1. Field of Invention
The invention relates to an optical head objective lens and, in particular, to an optical head objective lens that uses the near-field optics and a micro aperture generated via the surface plasmon effect to minimize the size of the light spot.
2. Related Art
The task of an optical head objective lens is to generate a light spot with a small diameter. The smaller the diameter is, the higher the storage capacity of the optical disk is. The diameter of the light spot is inversely proportional to the numerical aperture (NA) of the objective lens. It is known that NA=n* sin θ, where n is the index of refraction at the point where the light beam converges and θ is the angle between the outermost ray and the optical axis of the incident beam. Therefore, one can try to increase the NA of the beam to minimize the light spot. The conventional optical head objective lens uses the far-field design whose limit NA value is 1. Using the near-field optics principle can easily make the NA greater than 1.

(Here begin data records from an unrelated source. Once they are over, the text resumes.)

Issue #1995, opened 2016-04-04
[BUG] in GET v2/entities using "q" query parameter, seconds and mSecs are not validated


iariasleon:
in GET v2/entities using "q" query parameter, seconds and mSecs are not validated. Before seconds (year, month, day, hour, minute) all are validate, but after minutes not.

#### cases that return 200 - OK 
 - /v2/entities?q=my_time>=2016-04-05T14:10:00.00Z
 - /v2/entities?q=my_time>=2016-04-05T14:10:4**XX**
 - /v2/entities?q=my_time>=2016-04-05T14:10:00**;**00Z
 - /v2/entities?q=my_time>=2016-04-05T14:10:00.**j**00Z
 - /v2/entities?q=my_time>=2016-04-05T14:10:00.00**N**

#### case that return 400 - Bad Request 
```
{
"error": "BadRequest"
"description": "invalid query expression"
}
```
 - year, month, day, hour, minute and them separators are validated
 - /v2/entities?q=my_time>=2016-04-05T14**;**10:00.00Z

ArqamFarooqui110719:
Hi @fgalan ,
It seems similar kind of issue related to date-time validation, I'd like to work on this.
I think this issue is still valid. Please provide you opinion on this?

fgalan:
First of all, check with a new .test raises the error that the issue is still valid (it more than 8 years old :)

In that case, yes, I think it something to be fixed.

ArqamFarooqui110719:
Hi @fgalan 
I have investigated the issue with provided dataset and observed that this issue is still valid as GET requests with invalid character are returning `200 OK` response.
I am investigating the issue and will raise a PR with the fix.

ArqamFarooqui110719:
PR #4623

ArqamFarooqui110719:
I think we can close the issue as well?

fgalan:
Closing (explanation [in this comment](https://github.com/telefonicaid/fiware-orion/pull/4623#issuecomment-2407527901) and in the following ones).

PR #4210, opened 2022-09-01
(JP) UPDATE documentations

fisuda:
This PR improves translation quality of Japanese documentations (including typo corrections and fixing wrong links). It would be great if you could review this PR. Thanks.

Issue #4120, opened 2022-05-12
Fail when null is in a list of values in a query by attribute values


danielvillalbamota:
**Bug description**
A clear and concise description of what the bug is. Please do not forget to add:

Having entities where for some of them have a specific attr, e.g. municipality with value `null`, a query by a list of values of this attributes gets an error.

**How to reproduce it**
Steps to reproduce the behavior (as an example)

1. Create an entity this way:
    ```BASH
    curl -iX POST 'http://localhost:1026/v2/entities' \
    -H 'Content-Type: application/json' \
    -d '
    {
        "id": "Bug:007",
        "type": "bug",
        "status": {
            "type": "Text",
            "value": "fixed"
        },
        "municipality": {
            "value": null,
            "type": "Text"
        }  
    }'
    ```

2. When make the following query:
```BASH
curl --location --request GET 'http://host:1026/v2/entities?q=municipality:null,alcobendas' \
--header 'Fiware-Service: service' \
--header 'Fiware-ServicePath: /subservice' \
```

3. See error in the request response
```
400 Bad Request
{
    "error": "BadRequest",
    "description": "invalid JSON value type in list"
}
```

4. When the query is just the `null` value the answer is correct

```BASH
curl --location --request GET 'http://host:1026/v2/entities?q=municipality:null' \
--header 'Fiware-Service: service' \
--header 'Fiware-ServicePath: /subservice' \
--header 'X-Auth-Token: ...
```

Response:
200 OK
```json
[
    ...,
    {
        "id": "Bug:007",
        "type": "bug",
        "municipality": {
            "type": "Text",
            "value": null,
            "metadata": {}
        },
        "status": {
            "type": "Text",
            "value": "fixed",
            "metadata": {}
        }
    }
]
```

**Expected behavior**

To be able to retrieve both set of entities, the ones with the `municipality=alcobendas` and the others with `municipality=null`

**Additional information**

NA

fgalan:
Looking in StringFilter.h:

```
typedef enum StringFilterValueType
{
  ...
  SfvtNumberList,
  SfvtDateList,
  SfvtStringList
} StringFilterValueType;
```

So it seems our internal data structures are not though for mixing different types (string and null in this case) but let me think if I can come with some creative solution for this :)

fgalan:
We will use a new bool flag named `nullInList` to mark the existence of  `null` within a list. Not a very smart solution, but it'll work.

fgalan:
[...]

PR #4623, opened 2024-10-08
fix invalid date in query parameter with GET entities API

ArqamFarooqui110719:
fix invalid date in query parameter with GET entities API (Issue #1995 )

### DIFF
--- a/CHANGES_NEXT_RELEASE
+++ b/CHANGES_NEXT_RELEASE
@@ -1,0 +1,1 @@
+- Fix: invalid characters in date values with query parameter in GET API should not allowed (#1995)
--- a/src/lib/rest/StringFilter.cpp
+++ b/src/lib/rest/StringFilter.cpp
@@ -438,6 +438,11 @@ bool StringFilterItem::valueGet
   {
     *valueTypeP = SfvtDate;
   }
+  else if (*doubleP == -1)
+  {
+    *errorStringP = std::string("invalid characters in query parameter");
+    return false;
+  }
   else if (strcmp(s, "true") == 0)
   {
     *valueTypeP = SfvtBool;
--- a/test/functionalTest/cases/1995_invalid_datetime_query_expression/invalid_datetime_query_expression_in_GET_API.test
+++ b/test/functionalTest/cases/1995_invalid_datetime_query_expression/invalid_datetime_query_expression_in_GET_API.test
@@ -1,0 +1,319 @@
+# Copyright 2024 Telefonica Investigacion y Desarrollo, S.A.U
+#
+# This file is part of Orion Context Broker.
+#
+# Orion Context Broker is free software: you can redistribute it and/or
+# modify it under the terms of the GNU Affero General Public License as
+# published by the Free Software Foundation, either version 3 of the
+# License, or (at your option) any later version.
+#
+# Orion Context Broker is distributed in the hope that it will be useful,
+# but WITHOUT ANY WARRANTY; without even the implied warranty of
+# MERCHANTABILITY or FITNESS FOR A PARTICULAR PURPOSE. See the GNU Affero
+# General Public License for more details.
+#
+# You should have received a copy of the GNU Affero General Public License
+# along with Orion Context Broker. If not, see http://www.gnu.org/licenses/.
+#
+# For those usages not covered by this license please contact with
+# iot_support at tid dot es
+
+# VALGRIND_READY - to mark the test ready for valgrindTestSuite.sh
+
+--NAME--
+Invalid DateTime expression in query parameter with GET entities API
+
+--SHELL-INIT--
+dbInit CB
+brokerStart CB
+
+--SHELL--
+
+#
+# 01. Create an entity E1 with attribute 'mytime' of type DateTime
+# 02. Create an entity E2 with attribute 'mytime' of type DateTime
+# 03. GET all entities (success case)
+# 04. GET entities with invalid character in DateTime query parameter i.e. q=mytime<=2016-04-05T14:10:4XX.00Z (see error)
+# 05. GET entities with invalid character in DateTime query parameter i.e. q=mytime<=2016-04-05T14:10:4X.00Z (see error)
+# 06. GET entities with invalid character in DateTime query parameter i.e. q=mytime<=2016-04-05T14:10:00**;**00Z (see error)
+# 07. GET entities with invalid character in DateTime query parameter i.e. q=mytime<=2016-04-05T14:10:00.j00Z (see error)
+# 08. GET entities with invalid character in DateTime query parameter i.e. q=mytime<=2016-04-05T14**;**10:00.00Z (see error)
+# 09. GET entities with invalid character in DateTime query parameter i.e. q=mytime<=2016-04-05T14:00:XX00.00Z (see error)
+# 10. GET entities with correct datetime value in query parameter i.e. q=mytime>=2016-08-08T17:09:24.238Z (success case)
+# 11. GET entities with correct datetime value in query parameter i.e. q=mytime<=2016-08-08T17:09:24.238Z (success case)
+#
+
+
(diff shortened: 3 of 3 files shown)


fgalan:
A lot (amost all?) tests are failing with thes PR.

@ArqamFarooqui110719 could you have a look and identify the cause, please?

ArqamFarooqui110719:
Yes I'm looking into the issue.

ArqamFarooqui110719:
Hi @fgalan  
As per my investigation, when we are requesting the below GET API:
```
curl -X GET 'localhost:1026/v2/entities?q=mytime<=2016-04-05T14:10:4XX.00Z'
```
It is following below code flow and returning error after (PR #4623 ).
 
Orion_GET_API_Flow

But the other APIs such as POST subscription (FT #4120), GET APIs with query parameter as string (FT #1156) is also calling the same functions for parsing the query parameter, but I don't think that is a correct way to parse a normal string within `parse8601Time()` function.
 
Create Subscription API which causing the issue is:
```
curl -iX POST '
[http://localhost:1026/v2/subscriptions'](http://localhost:1026/v2/subscriptions%27)
-H 'Content-Type: application/json' -d '
{
  "subject": {
    "entities": [
      {
        "id": "E1",
        "type": "T"
      }
    ],
    "condition": {
      "expression": {
        "q": "A:foo,null"
      }
    }
  },
  "notification": {
    "http": {
      "url": "
[http://127.0.0.1:1028/accumulate"](http://127.0.0.1:1028/accumulate%22)
    }
  }
}'
```
Above API is causing issue due to query parameter (q) in `condition` part. In`q = A:foo,null`, A is not a valid character for DateTime, so parse8601Time() function is returning `-1 or error` due to which the FT (#4210) is getting failed.

GET entities API (FT #1156) which causing the issue is:
```
curl -X GET
[http://localhost:1026/v2/entities?mq=t.'a'.'b.c.d'>=string](http://localhost:1026/v2/entities?mq=t.%27a%27.%27b.c.d%27%3E=string)
```

In this case also, query parameter is parsing in `parse8601Time()` function, so same code flow and same error.

Please provide your opinion and guidance on this situation, what should I do?

fgalan:
The problem here is that you cannot assume any that `q` attribute has an special semantic.

Consider the following example. You have two entities, using the same attribute name but different types, eg:

Entity1 with:

```
"A": {
  "value": "foo",
  "type": "Text"
}
```

Entity2 with:


```
"A": {
  "value": "2024-01-01T00:00:00Z",
  "type": "DateTime"
}
```

so you can do a query like this `GET /v2/entities?q=A:foo`. That query would return Entity1.

Maybe https://github.com/telefonicaid/fiware-orion/issues/1995 is pointless and should be closed? My point is that we cannot do any attributetype-based validation at `q` (DateTime or any other) as I argue above.

@ArqamFarooqui110719 what do you think?

ArqamFarooqui110719:
> The problem here is that you cannot assume any that `q` attribute has an special semantic.
> 

Yes I also have same understanding.

> 
> Maybe #1995 is pointless and should be closed? My point is that we cannot do any attributetype-based validation at `q` (DateTime or any other) as I argue above.
> 
> @ArqamFarooqui110719 what do you think?

But I feel that the `parseTime8601()` function should not parse the normal string and it should only be used for parsing the DateTime values. And there should be a separate function for parsing the normal strings for example: `parseStringValues()`. 
**By doing so, we can correctly parse the date values as well as string values separately without any issue.**

To achieve that we can follow below steps:
1. before calling the parsing function (parseTime8601()` directly, first we need to check whether the given string is a datetime or normal string using regex. For this we can create a separate function like `isDateTime()`. 
2. if the attribute value is `DateTime` then call the `parsetime8601()` function for remaining parsing of DateTime attribute.
3. if the attribute value is not DateTime (Normal string), Then we should call the normal string parsing function. 
(In normal string case, I think we only need to check for forbidden characters)

Please find below screenshot for above implementation:
Orion_GET_API_Fix_1995


Using the above method we can separate the parsing logic as well as we can restrict the usage of invalid characters in query parameter.

@fgalan What is your opinion on this?

fgalan:
Not sure if I'm getting your point...

> But I think that the `parseTime8601()` function should not parse the normal string and it should only be used for parsing the DateTime values

Based in my [example above](https://github.com/telefonicaid/fiware-orion/pull/4623#issuecomment-2407527901), in case for instance of `GET /v2/entities?q=A:foo`, how do you now that `foo` should be interpreted as normal string or as date representation?

For Entity1, `foo` is valid as normal string (because `A` attribute type in Entity1 is not DateTime)

For Entity2, `foo` should be interpreted as a date (because `A` attribute type in Entity2 is DateTime)

Ok, you could inspect attributes and check the type in each one (so you could have a "parse ok" or "parse nok" for each entity),  but, which would be the purpose? How would be used these checks in the response to  `GET /v2/entities?q=A:foo`?

Note it is not an error from user standpoint to ask for `A:foo` without worrying about the attribute type in actual entities. The user just want to get entities which `A` attribute is the string `foo` and it's ok for him not getting in the response other entities (such the ones using DateTimes for `A`).

I hope have clarifying my point...

ArqamFarooqui110719:
> 
> Based in my [example above](https://github.com/telefonicaid/fiware-orion/pull/4623#issuecomment-2407527901), in case for instance of `GET /v2/entities?q=A:foo`, how do you now that `foo` should be interpreted as normal string or as date representation?
> 
> For Entity1, `foo` is valid as normal string (because `A` attribute type in Entity1 is not DateTime)
> 
> For Entity2, `foo` should be interpreted as a date (because `A` attribute type in Entity2 is DateTime)
> 
> Ok, you could inspect attributes and check the type in each one (so you could have a "parse ok" or "parse nok" for each entity), but, which would be the purpose? How would be used these checks in the response to `GET /v2/entities?q=A:foo`?
> 
> Note it is not an error from user standpoint to ask for `A:foo` without worrying about the attribute type in actual entities. The user just want to get entities which `A` attribute is the string `foo` and it's ok for him not getting in the response other entities (such the ones using DateTimes for `A`).
> 
Yes I understood the above point.

But in my [last comment](https://github.com/telefonicaid/fiware-orion/pull/4623#issuecomment-2429371778), I meant that-
 inspecting the attribute value using regex not attribute type in `isDateTime()` function (may be something like following):
```
bool isDateTime(const std::string& ss)
{
  std::regex dateTimePattern(R"(^\d{4}-\d{2}-\d{2}([T ]\d{2}:\d{2}:\d{2}(\.\d{3})?(Z)?)?$)");
  return std::regex_match(ss, dateTimePattern);
}
```
The example given in last comment regarding entity1 and entity2, In that case, this function will treat `foo` as a normal string value and only datetime formatted string will treated as datetime value.

The above function (`isDateTime()`) will match the DateTime patterns like `YYYY-MM-DD`, `YYYY-MM-DDTHH:MM:SS` and `YYYY-MM-DDTHH:MM:SS.sssZ` etc. And the `foo` (or any other string value) will be treated as normal string.


(I think it can work! Although I need to test it for all use cases.)

fgalan:
Maybe you could add to the PR a .test covering your use cases (including the different possibilities)? Maybe that way I can get a clearer understanding of your idea from a API user perspective.

ArqamFarooqui110719:
Hi @fgalan 
I have investigated on the approach shared in the [above comment](https://github.com/telefonicaid/fiware-orion/pull/4623#issuecomment-2431617608).
My approach was to segregate the parsing logic for normal string parameters and DateTime type values. But in this case it seems very lengthy to findout all possible pattern for datetime value (valid and invalid) based on which we can segregate the normal strings.
I have investigated and tried my best but it seems it will be almost impossible to completely fix the issue. So I think we can close the Issue and PR.

fgalan:
> So I think we can close the Issue and PR.

I agree.

Thanks for the investigation!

The basic structure of a conventional near-field optical head objective lens is shown in FIG. 1. It includes the combination of a convergent lens 10 and hemispheric lens 11. When the convergent lens 10 converges the laser beam to the lower surface of the hemispheric lens, the beam is totally reflected as a result of an appropriate combination of the index of refraction n of the hemispheric lens and the incident angle. When the disc 12 is close to the hemispheric lens 11, the light totally reflected from the hemispheric lens 11 will propagate its energy to the underneath disc in the form of evanescent waves when the distance is properly adjusted. As the distance changes, the energy carried by the evanescent waves also varies, resulting in 0 and 1 signals. The NA value is n*sin θ, the size of the light spot is about λ/NA, where λ is the wavelength. Suppose, λ=660 nm, n=2.0, and sin θ=0.6, the diameter of the light spot thus generated is about 550 nm. Using the full width at half maximum of the energy spectrum, one obtains a diameter of about 280 nm. The increase in the NA value of such objective lenses is very limited. Another type of near-field optical head objective lens is shown in FIG. 2. A super-spherical lens 14 replaces the original hemispheric lens 11. The NA value of such objective lenses is n2*sin θ. Using the same set of values as before, we obtain NA=2.4 and the light spot size is about 280 nm. Using the full width at half maximum of the energy spectrum, one obtains a diameter of about 140 nm. The diameter is shrunk by a factor of about 2. However, the precision requirement in manufacturing such super-spherical structure 14 is very high. Therefore, there are difficulties in mass production.
To solve the problems in minimizing the light spot and manufacturing difficulties, the structure shown in FIG. 3 was proposed. A metal film 18 is coated onto the lower convergent surface of the hemisphere of a conventional near-field objective lens. A micro aperture 19 is further opened at the place where the light spot becomes focused on the metal film 18. The light spot size is then directly related to that of the aperture. If one can control the aperture size below 100 nm, the light spot should have a size also of order 100 nm. However, one difficulty is the alignment between the micro aperture and the laser beam. For this problem, a structure as in FIG. 4 was proposed. A micro aperture array 24 is formed on the metal film to lower the difficulty in alignment. With regard to the high-density data storage technology, Junji Tominaga et al. proposed the concept of a super-resolution near-field structure (Super-RENS) in April 1998. As shown in FIG. 5, when the laser beam is converged by the convergent objective lens 10, it is sent to an optical disc 31 with the Super-RENS. Once the light touches the film 31-b that generates the surface plasmon effect, only beams whose central energy is greater than a particular threshold intensity can pass through. The intensity of the penetrated beam will further be amplified. Moreover, the light spot size is not sensitive to the wavelength. Therefore, the light spot diameter on the recording layer 31-d can be minimized. It also has the advantage of a superior energy usage rate. The use of a surface plasmon film makes it possible to shrink the converged light spot diameter down to less than 200 nm.
The structure of coating a metal film on the lower convergent surface of the hemisphere of a conventional near-field objective lens has a very low energy usage rate because of the small aperture and the low penetration rate. Although coating a homogeneous surface plasmon film on the Super-RENS optical disc can solve the problem in energy use, there is still technical difficulty in making a large-area surface plasmon film (usually with a diameter of 120 mm). Besides, other problems in making near-field objective lenses (such as using a material with a large index of refraction, a short-wavelength light source, or positioning when using metal micro apertures) are limitations derived from minimizing the light spot diameter.